→ Activity: Look through the entries below and say how many lines contain the string "cleanup". Give the number only.

Records drawn from a dataset:
━━━
PR #76, opened 2018-02-15
fits2isis tests now check the labels. Also fixed a few typos in the mdis2isis's default test. Fixes #4923.

kaitlyndlee:
fits2isis tests now check the labels. Also fixed a few typos in the mdis2isis's default test. Fixes #4923.

### DIFF
--- a/isis/src/base/apps/fits2isis/tsts/default/Makefile
+++ b/isis/src/base/apps/fits2isis/tsts/default/Makefile
@@ -4,10 +4,6 @@ include $(ISISROOT)/make/isismake.tsts
 
 commands:
 	$(APPNAME) from=$(INPUT)/WFPC2u5780205r_c0fx.fits \
-	to=$(OUTPUT)/fitsTruth.cub \
-	> /dev/null;
-	raw2isis from=$(INPUT)/WFPC2u5780205r_c0fx.fits \
-	to=$(OUTPUT)/rawTruth.cub \
-	SAMPLES=200 LINES=200 BANDS=4 SKIP=23040 \
-	BITTYPE=REAL BYTEORDER=MSB \
-	> /dev/null;
+	  to=$(OUTPUT)/fitsTruth.cub > /dev/null;
+	catlab from=$(OUTPUT)/fitsTruth.cub \
+		to=$(OUTPUT)/fitsTruth.pvl > /dev/null;
--- a/isis/src/messenger/apps/mdis2isis/tsts/default/Makefile
+++ b/isis/src/messenger/apps/mdis2isis/tsts/default/Makefile
@@ -10,9 +10,9 @@ commands:
 	  to=$(OUTPUT)/mdis2isisTruth.pvl> /dev/null
 	$(APPNAME) from=$(INPUT)/EN0089569526M.IMG \
 	  to=$(OUTPUT)/mdis2isisLutTruth.cub > /dev/null
-	catlab from=$(OUTPUT)/mdis2isisTruth.cub \
+	catlab from=$(OUTPUT)/mdis2isisLutTruth.cub \
 	  to=$(OUTPUT)/mdis2isisLutTruth.pvl> /dev/null
 	$(APPNAME) from=$(INPUT)/EN0131771763M.IMG \
 	  to=$(OUTPUT)/mdis2isisStrangeLabelTruth.cub > /dev/null
-	catlab from=$(OUTPUT)/mdis2isisTruth.cub \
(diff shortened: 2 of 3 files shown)


isis/src/base/apps/fits2isis/tsts/default/Makefile
```diff
@@ -4,10 +4,6 @@ include $(ISISROOT)/make/isismake.tsts
 
 commands:
 	$(APPNAME) from=$(INPUT)/WFPC2u5780205r_c0fx.fits \
-	to=$(OUTPUT)/fitsTruth.cub \
-	> /dev/null;
-	raw2isis from=$(INPUT)/WFPC2u5780205r_c0fx.fits \
```
celbal, line 9: Why did you remove this raw2isis call?

isis/src/messenger/apps/mdis2isis/tsts/default/Makefile
```diff
@@ -10,9 +10,9 @@ commands:
 	  to=$(OUTPUT)/mdis2isisTruth.pvl> /dev/null
 	$(APPNAME) from=$(INPUT)/EN0089569526M.IMG \
 	  to=$(OUTPUT)/mdis2isisLutTruth.cub > /dev/null
-	catlab from=$(OUTPUT)/mdis2isisTruth.cub \
+	catlab from=$(OUTPUT)/mdis2isisLutTruth.cub \
```
celbal, line 13: Why Lut?

isis/src/messenger/apps/mdis2isis/tsts/default/Makefile
```diff
@@ -10,9 +10,9 @@ commands:
...
 	  to=$(OUTPUT)/mdis2isisLutTruth.pvl> /dev/null
 	$(APPNAME) from=$(INPUT)/EN0131771763M.IMG \
 	  to=$(OUTPUT)/mdis2isisStrangeLabelTruth.cub > /dev/null
-	catlab from=$(OUTPUT)/mdis2isisTruth.cub \
+	catlab from=$(OUTPUT)/mdis2isisStrangeLabelTruth.cub \
```
celbal, line 17: Why StrangeLabel?

isis/src/base/apps/fits2isis/tsts/default/Makefile
kaitlyndlee: We don't do anything after the raw2isis call, so there is no need for it. The only reason I could see why we would call raw2isis is to check if the two output cubes are the same.

isis/src/messenger/apps/mdis2isis/tsts/default/Makefile
kaitlyndlee: I changed it to Lut because if we used mdis2isisTruth.cub, we would be checking the label for mdis2isisTruth.cub again, since the first cat call does this, instead of the LutTruth cube we just created.

isis/src/messenger/apps/mdis2isis/tsts/default/Makefile
kaitlyndlee: I changed it to StrangeLabel because if we used mdis2isisTruth.cub, we would be checking the label for mdis2isisTruth.cub again, since the first cat call does this, instead of the StrangeLabel cube we just created.

isis/src/messenger/apps/mdis2isis/tsts/default/Makefile
celbal: What does Lut stand for though?

isis/src/messenger/apps/mdis2isis/tsts/default/Makefile
celbal: Does the cube have a strange label then?

isis/src/messenger/apps/mdis2isis/tsts/default/Makefile
kaitlyndlee: I am not sure. The pvl files were named this way before I made my changes. I renamed the cubes being passed into catlab to make sure it was testing the correct cube.

celbal: Is there a reasonable replacement for "Lut" that makes more sense in the context of this test? If not that is okay.

kaitlyndlee: Hi Makayla, nothing really stood out to me in the pvl file that would give me a new name.

celbal (approved):

PR #79, opened 2018-02-15
Removed GIF from documentation and added history entry.

### LINKED ISSUE #1667: Add/Show/Edit column for sigma values in cneteditor
---

Author Name: **Stuart Sides** (@scsides)

Original Date: 2013-03-18

---

Add/Show/Edit column for sigma values

Apriori and adjusted SP lat/lon/radius sigmas are now in the point table, but are currently read-only. Apriori sigmas will need to be editable. 

APriori surface point sigmas are now editable. This will be available in the next version of astro.

kaitlyndlee:
The ability to export as a GIF in isis2std has been removed because Qt does not support GIF exports. Fixes #1667.


ihumphrey (commented):
Changes look good!

* GIF has been removed as a FORMAT option
* GIF has been removed from the application documentation
* A good user-oriented history comment is present in application documentation

ihumphrey (approved):

PR #84, opened 2018-02-21
Reverted ciss2isis.xml and ciss2isis.cpp

### LINKED ISSUE #5342: Autoseed example algorithm PVL have wrong syntax
Some of the example definition PVL files on [here](https://github.com/DOI-USGS/ISIS3/wiki/Autoseed)  have a space in a keyword, which is not allowed.

**Suggested Edit**
Replace 
`Minimum Thickness`
with
`MinimumThickness`

TracieSucharski:
Reverted ciss2isis.xml and ciss2isis.cpp to prior to ipce merg. Fixes #5342.


ihumphrey (approved):
Looks good

PR #94, opened 2018-03-08
Update socetframesettings:  fix OSIRIS-REx; rename variables; cleanup.

drbitboy:
N.B. This work was originally done in a custome socetframesettings-only
     Github repo branch here:

     https://github.com/drbitboy/isis_socetframesettings/tree/20171116/cleanup

Corrected ORX MapCam and ORX PolyCam isiscamToSocetcam matrix; other cleanup

- Add exception for non-MapCam, non-PolyCam ORX inputs; added many comments

Change variable names so the each name accurately describes the variable

Other cleanup:

- Use consistent naming for concepts
  - Ocentric; not Ocentric or BodyFixed
- Use SpiceDouble instead of double
- Use macros to initialize vectors and matrices
- Use twovec_c to calculate matrix instead of combinations of sin/cos-Lat/Lon
- Remove whitespace from blank lines
- Improve comments
- Remove else-if from assignments to isisFocalPlane2SocetPlate matrix; check
  that result is a rotation matrix
- Use vscl_c instead of loop to convert km to meters
- Eliminate radii variable
- Fix typo:  call to focalMap->DetectorLineOrigin() should be
  a call to focalMap->DetectorSampleOrigin()
- Add dummy function to to eliminate warning

### DIFF
--- a/isis/src/socet/apps/socetframesettings/socetframesettings.cpp
+++ b/isis/src/socet/apps/socetframesettings/socetframesettings.cpp
@@ -30,10 +30,10 @@
 using namespace std;
 using namespace Isis;
 
-void getCamPosOPK(Spice &spice, QString spacecraftName, double et, Camera *cam,
-                  double ographicCamPos[3], double omegaPhiKappa[3],
-                  double isisFocalPlane2SocetPlateTranspose[3][3]);
-      
+void getCamPosOPK(Spice &spice, QString spacecraftName, SpiceDouble et, Camera *cam,
+                  SpiceDouble ographicCamPos[3], SpiceDouble omegaPhiKappa[3],
+                  SpiceDouble isisFocalPlane2SocetPlateTranspose[3][3]);
+
 void IsisMain() {
 
   // Use a regular Process
@@ -76,9 +76,9 @@ void IsisMain() {
   // Set the image at the boresight pixel to get the ephemeris time and SPICE data at that image
   // location
   double detectorSampleOrigin = focalMap->DetectorSampleOrigin();
-  double detectorLineOrigin = focalMap->DetectorSampleOrigin();
+  double detectorLineOrigin = focalMap->DetectorLineOrigin();
   cam->SetImage(detectorSampleOrigin, detectorLineOrigin);
-  double et = cam->time().Et();
+  SpiceDouble et = cam->time().Et();
 
   Spice spice(*input);
   spice.setTime(et);
@@ -94,15 +94,18 @@ void IsisMain() {
     instrumentId = (QString) orig["InstrumentId"];
     spacecraftName = (QString) orig["SpacecraftName"];
   }
-     
+
+#define VEC3_ZEROS { 0.0, 0.0, 0.0 }
+#define MTX3x3_ZEROS { VEC3_ZEROS, VEC3_ZEROS, VEC3_ZEROS }
+
   // Get sensor position and orientation (opk) angles
-  double ographicCamPos[3] = {0.0, 0.0, 0.0};
-  double omegaPhiKappa[3] = {0.0, 0.0, 0.0};
-  double isisFocalPlane2SocetPlateTranspose[3][3] =
-      {{0.0, 0.0, 0.0}, {0.0, 0.0, 0.0}, {0.0, 0.0, 0.0}};
+  SpiceDouble ographicCamPos[3] = VEC3_ZEROS;
+  SpiceDouble omegaPhiKappa[3] = VEC3_ZEROS;
+  SpiceDouble isisFocalPlane2SocetPlateTranspose[3][3] = MTX3x3_ZEROS;
+
   getCamPosOPK(spice, spacecraftName, et, cam, ographicCamPos,
                omegaPhiKappa,isisFocalPlane2SocetPlateTranspose);
-  
+
   // Determine the SOCET Set camera calibration file
   QString socetCamFile = socetCameraCalibrationPath;
 
@@ -122,7 +125,7 @@ void IsisMain() {
       socetCamFile += "VIK2B.cam";
     }
   }
-  
+
   //----------------------------------------.-------------
   //TO DO: Uncomment these lines when MEX SRC is supported
   //----------------------------------------.-------------
@@ -166,7 +169,7 @@ void IsisMain() {
     PvlGroup bandBin = cube.label()->findGroup("BandBin", Pvl::Traverse);
     QString filter = (QString) bandBin["FilterName"];
     filter.replace("/", "_");
-    
+
     socetCamFile += "Cassini_ISSNA_";
     socetCamFile += filter;
     socetCamFile += ".cam";
@@ -188,8 +191,13 @@ void IsisMain() {
     if (instrumentId == "MapCam") {
       socetCamFile += "OCAMS_MapCam.cam";
     }
-    else {//polycam or samcam
+    else if (instrumentId == "PolyCam") {
       socetCamFile += "OCAMS_PolyCam.cam";
+    }
+    else {
+      QString msg = QString("The ISIS to SOCET Set translation of input image [%1] is currently "
+                            "not supported for instrument [%2].").arg(from).arg(instrumentId);
+      throw IException(IException::User, msg, _FILEINFO_);
     }
   }
   // Throw exception for unsupported camera
@@ -248,10 +256,10 @@ void IsisMain() {
   }
   double sizeX = numSamples / pixelSize;
   double sizeY = numLines / pixelSize;
-  
+
   // Make sure the Socet Set project name has the .prj extension
   if (socetProject.endsWith(".prj", Qt::CaseInsensitive) == false)  socetProject += ".prj";
-  
+
   // Find cube base name w/o extensions & establish the Socet Set support file name 
   // Note: I'm using the QFileInfo class because the baseName method in the ISIS
   // FileName class only strips the last extension, and we need the core name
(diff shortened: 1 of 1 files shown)


isis/src/socet/apps/socetframesettings/socetframesettings.cpp
```diff
@@ -94,15 +94,18 @@ void IsisMain() {
     instrumentId = (QString) orig["InstrumentId"];
     spacecraftName = (QString) orig["SpacecraftName"];
   }
-     
+
+#define VEC3_ZEROS { 0.0, 0.0, 0.0 }
+#define MTX3x3_ZEROS { VEC3_ZEROS, VEC3_ZEROS, VEC3_ZEROS }
```
jessemapel, line 99: We try not to use macros unless absolutely necessary. Please switch back to just using initializer lists for zero vectors and matrices.

isis/src/socet/apps/socetframesettings/socetframesettings.cpp
```diff
@@ -422,24 +430,228 @@ void IsisMain() {
...
-void getCamPosOPK(Spice &spice, QString spacecraftName, double et, Camera *cam,
-                  double ographicCamPos[3], double omegaPhiKappa[3],
-                  double isisFocalPlane2SocetPlateTranspose[3][3]) {
-
-  // Initialize the isisFocalPlane2SocetPlate matrix based on mission.
+////////////////////////////////////////////////////////////////////////
+
+// OVERVIEW
+
+// getCamPosOPK converts the geometry contained in ISIS CUB labels, and
```
jessemapel, line 437: ISIS 3 documentation refers to files with the .cub extension as cubes.  Please change all references to CUB to cube.

isis/src/socet/apps/socetframesettings/socetframesettings.cpp
```diff
@@ -422,24 +430,228 @@ void IsisMain() {
...
+//
+//    _ITRANSS is a triplet:  the 2nd value is the sample pixel/mm wrt +X;
+//                            the 3rd value is the sample pixel/mm wrt +Y.
+//
+//    _ITRANSL is a triplet:  the 2nd value is the line pixel/mm wrt +X;
+//                            the 3rd value is the line pixel/mm wrt +Y.
+//
+//
+//    The first values in _ITRANSS and _ITRANSL may be ignored as long as
+//    they are zero; refer to the ISIS documentation if they are otherwise.
```
jessemapel, line 509: The ITransS and ITransL vectors define an affine transformation. So, the first value is a constant offset. I think it's clearer to describe these as affine transformations from ISIS focal plane x,y to detector pixels.

It should also be noted that detector pixels and cube pixels are not the same. Detector pixels reference a mission specific detector origin and are un-binned. Cube pixels are relative to the first sample, line as (1,1) and may be binned in the sample and/or line direction.

isis/src/socet/apps/socetframesettings/socetframesettings.cpp
```diff
@@ -422,24 +430,228 @@ void IsisMain() {
...
+//     in SPICE.  Planetographic latitude and height are normal and
+//     relative, repsectively, to the surface of a target modeled as a
+//     spheroid that is a volume of revolution.  Only the radius at the
+//     intersection of the prime meridian and the equator, and the polar
+//     radius, are used; the intermediate radius, at the intersection of
+//     meridians +/-90degrees and the equator, of the tri-axial ellipsoid
+//     model is not used.
+//
+//     N.B. Planetographic coordinates are used ***ONLY*** for calculating
+//          the camera position; they are ***NOT*** used in not used in
```
jessemapel, line 578: This looks like a minor typo. "they are ***NOT*** used in ..."

isis/src/socet/apps/socetframesettings/socetframesettings.cpp
```diff
@@ -471,110 +683,284 @@ void getCamPosOPK(Spice &spice, QString spacecraftName, double et, Camera *cam,
...
+
+  if (spacecraftName == "OSIRIS-REX") {
+    /* MapCam and PolyCam ISIS-to-SS Matrix swaps X and Y, inverts Z */
+    isisFocalPlane2SocetPlate[1][0] =  1.0;  // +Xisis => +Yss
+    isisFocalPlane2SocetPlate[0][1] =  1.0;  // +Yisis => +Xss
+    isisFocalPlane2SocetPlate[2][2] = -1.0;  // +Zisis => -Zss
+  }
+
+  // Confirm that matrix is now a rotation matrix
+  if (!isrot_c(isisFocalPlane2SocetPlate, 1e-10, 1e-10)) {
```
jessemapel, line 861: Checking if the rotation matrix is valid as a proxy for checking if the instrument is supported seems obtuse.  I'd much rather see an if/else or switch setup used here with the default/else case being this exception.  Then, a separate check can be done to verify that the rotation matrix is valid.

isis/src/socet/apps/socetframesettings/socetframesettings.cpp
```diff
@@ -471,110 +683,284 @@ void getCamPosOPK(Spice &spice, QString spacecraftName, double et, Camera *cam,
...
+    QString msg = QString("The ISIS to SOCET Set translation of input image is currently "
+                          "not supported for instrument [%1].").arg(spacecraftName);
+    throw IException(IException::User, msg, _FILEINFO_);
+  }
+
+  //////////////////////////////////////////////////////////////////////
+  //////////////////////////////////////////////////////////////////////
+  // End of section setting isisFocalPlane2SocetPlate
+  //////////////////////////////////////////////////////////////////////
+  //////////////////////////////////////////////////////////////////////
```
jessemapel, line 871: If this section is so large that the end of it needs to be indicated, it should be moved to its own method.

isis/src/socet/apps/socetframesettings/socetframesettings.cpp
```diff
@@ -471,110 +683,284 @@ void getCamPosOPK(Spice &spice, QString spacecraftName, double et, Camera *cam,
...
   Distance dRadii[3];
   spice.radii(dRadii);
-  double radii[3] = {0.0, 0.0, 0.0};
-  radii[0] = dRadii[0].meters();
-  radii[1] = dRadii[1].meters();
-  radii[2] = dRadii[2].meters();
 
-  // Calculate ographic coordinates of spacecraft position vector
+  // Calculate ographic coordinates of spacecraft position vector, in meters
+  SpiceDouble equatorRadius_m = dRadii[0].meters();
```
jessemapel, line 908: ISIS standards do not use underscore in local variable names. equatorialRadius_m should be changed to something like equatorialRadiusMeters.

isis/src/socet/apps/socetframesettings/socetframesettings.cpp
```diff
@@ -471,110 +683,284 @@ void getCamPosOPK(Spice &spice, QString spacecraftName, double et, Camera *cam,
...
+  SpiceDouble lsrToOcentricRotationMatrix[3][3] = MTX3x3_ZEROS;
+  SpiceDouble ocentricToLsrRotationMatrix[3][3] = MTX3x3_ZEROS;
+
+  // LSR:  Calculate matrix to rotate vectors from LSR frame to
+  //       Planetocentric Body-Fixed frame
+
+  twovec_c(instrumentPosition, 3, uvPlusZ, 2, ocentricToLsrRotationMatrix);
+  xpose_c(ocentricToLsrRotationMatrix, lsrToOcentricRotationMatrix);
+
+  /* OLD:
```
jessemapel, line 932: The old code should be removed to avoid clutter

isis/src/socet/apps/socetframesettings/socetframesettings.cpp
```diff
@@ -471,110 +683,284 @@ void getCamPosOPK(Spice &spice, QString spacecraftName, double et, Camera *cam,
...
+  mxmt_c (isisFocalPlane2SocetPlate, isisFocalPlaneToOcentricRotationMatrix,
+          ocentricGroundToSocetPlateRotationMatrix);
+
+  // Populate the ocentric-to-LSR rotation matrix; it is a function of
+  // camera position only
+  SpiceDouble lsrToOcentricRotationMatrix[3][3] = MTX3x3_ZEROS;
+  SpiceDouble ocentricToLsrRotationMatrix[3][3] = MTX3x3_ZEROS;
+
+  // LSR:  Calculate matrix to rotate vectors from LSR frame to
+  //       Planetocentric Body-Fixed frame
```
jessemapel, line 927: Why is there "LSR:" at the start of this comment?

isis/src/socet/apps/socetframesettings/socetframesettings.cpp
```diff
@@ -593,7 +979,8 @@ void getCamPosOPK(Spice &spice, QString spacecraftName, double et, Camera *cam,
 
   // Return the transpose of the isisFocalPlane2SocetPlate matrix for the FrameOffAxis sensor model
   xpose_c(isisFocalPlane2SocetPlate, isisFocalPlane2SocetPlateTranspose);
-  
+
   return;
 }
+int noop_intreturn() { return (int) IVALID_MAX4; } // Eliminate compiler warning about -Wunused-variable
```
jessemapel, line 985: Why is this here? Adding a no-op method to eliminate a compiler warning seems odd.

isis/src/socet/apps/socetframesettings/socetframesettings.cpp
```diff
@@ -422,24 +430,228 @@ void IsisMain() {
...
+//      +zLSR => Vector from target body cent to camera position. N.B. this
+//               vector is planetocentric and different from the
+//               plantographic (geodetic) coordinates described in (1) above.
+//
+//      +xLSR => Direction of east longitude at sub-camera point, equal to
+//               cross product of planetocentric North polar axis (+zBF)
+//               vector with +zLSR vector (above).
+//
+//      +yLSR => In same half-plane of xzLSR plane as +zBF (north, or
+//               positive rotation, pole)
```
jessemapel, line 613: I'd like to see this whole section of comments converted to doxygen style function documentation. We don't distribute doxygen documentation for functions in application code, so I would be okay with just converting to a block comment instead of single line comments if going completely to doxygen would be a significant amount of work.

jessemapel (changes requested):
Comments on the changes in general:
1. Please document your changes in the application XML file under the history element.
2. Do you have test data for this? We have some test images I could write test using, but I would need help verifying the output.

jessemapel:
Largely for reference when this gets merged in:
Redmine ticket #5235
https://fixit.wr.usgs.gov/fixit/issues/5235

isis/src/socet/apps/socetframesettings/socetframesettings.cpp
drbitboy: Perhaps an earlier version listed the individual transformation steps like this.

It is not needed now.

isis/src/socet/apps/socetframesettings/socetframesettings.cpp
drbitboy: Well, I guess I am an odd person then (I've been called worse;-); I don't like noise that needs to be ignored when compiling.

isis/src/socet/apps/socetframesettings/socetframesettings.cpp
drbitboy: yup; it is only there for the review.

isis/src/socet/apps/socetframesettings/socetframesettings.cpp
drbitboy: agreed.

isis/src/socet/apps/socetframesettings/socetframesettings.cpp
drbitboy: Or just moved to the end of the file with a note referencing it here?

isis/src/socet/apps/socetframesettings/socetframesettings.cpp
drbitboy: yup.

isis/src/socet/apps/socetframesettings/socetframesettings.cpp
drbitboy: sure.

isis/src/socet/apps/socetframesettings/socetframesettings.cpp
drbitboy: okay.

The only purpose here is to show the sign of the second value, so if it ever changes then this code can be updated; the rest is window dressing.

isis/src/socet/apps/socetframesettings/socetframesettings.cpp
drbitboy: where is the typo?

isis/src/socet/apps/socetframesettings/socetframesettings.cpp
drbitboy: go for it!

drbitboy:
HI Jesse, Thanks for the review.  I am pretty busy.  I am more than happy to hand this branch over to USGS; do you think someone from your shop could make those cosmetic changes?  Best regards, Brian Carcich

isis/src/socet/apps/socetframesettings/socetframesettings.cpp
jessemapel: It looks like "not used in" is repeated at the end of this line.

isis/src/socet/apps/socetframesettings/socetframesettings.cpp
jessemapel: I'm mainly concerned about suppressing a warning that is signalling something we should worry about. I'm going to remove this and see what the exact warning is. If IVALID_MAX4 is being defined somewhere and then not used, I don't think this is the correct place to address it.

jessemapel:
@drbitboy Brian, I am not sure if we have people available to do that right now. I've reached out to those in charge of the project/planning internally to see if that is possible. Some of those people are at LPSC right now, so we may not get a response back today.

drbitboy:
I might be able to get to it over the weekend.

Also, none of these fixes affect the code, so it is still a huge improvement over what was there before.  Do we want the perfect to be the enemy of the good?

drbitboy:
Also, I apologize for the typo of your name (now fixed).

jessemapel:
@drbitboy Because this is coming from a mission we have a work agreement with I'm going to be doing clean up on this PR and bringing it into the code base. I still need test data from you though. Can you please send me an ISIS cube, command line, and output socet set file that exercise these changes? You can upload that to the redmine ticket or e-mail it directly to me.

jessemapel:
@drbitboy Hi Brian, any word on test data for this?

jessemapel:
Work on this is continuing under #476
━━━
→ Response to this exercise: 4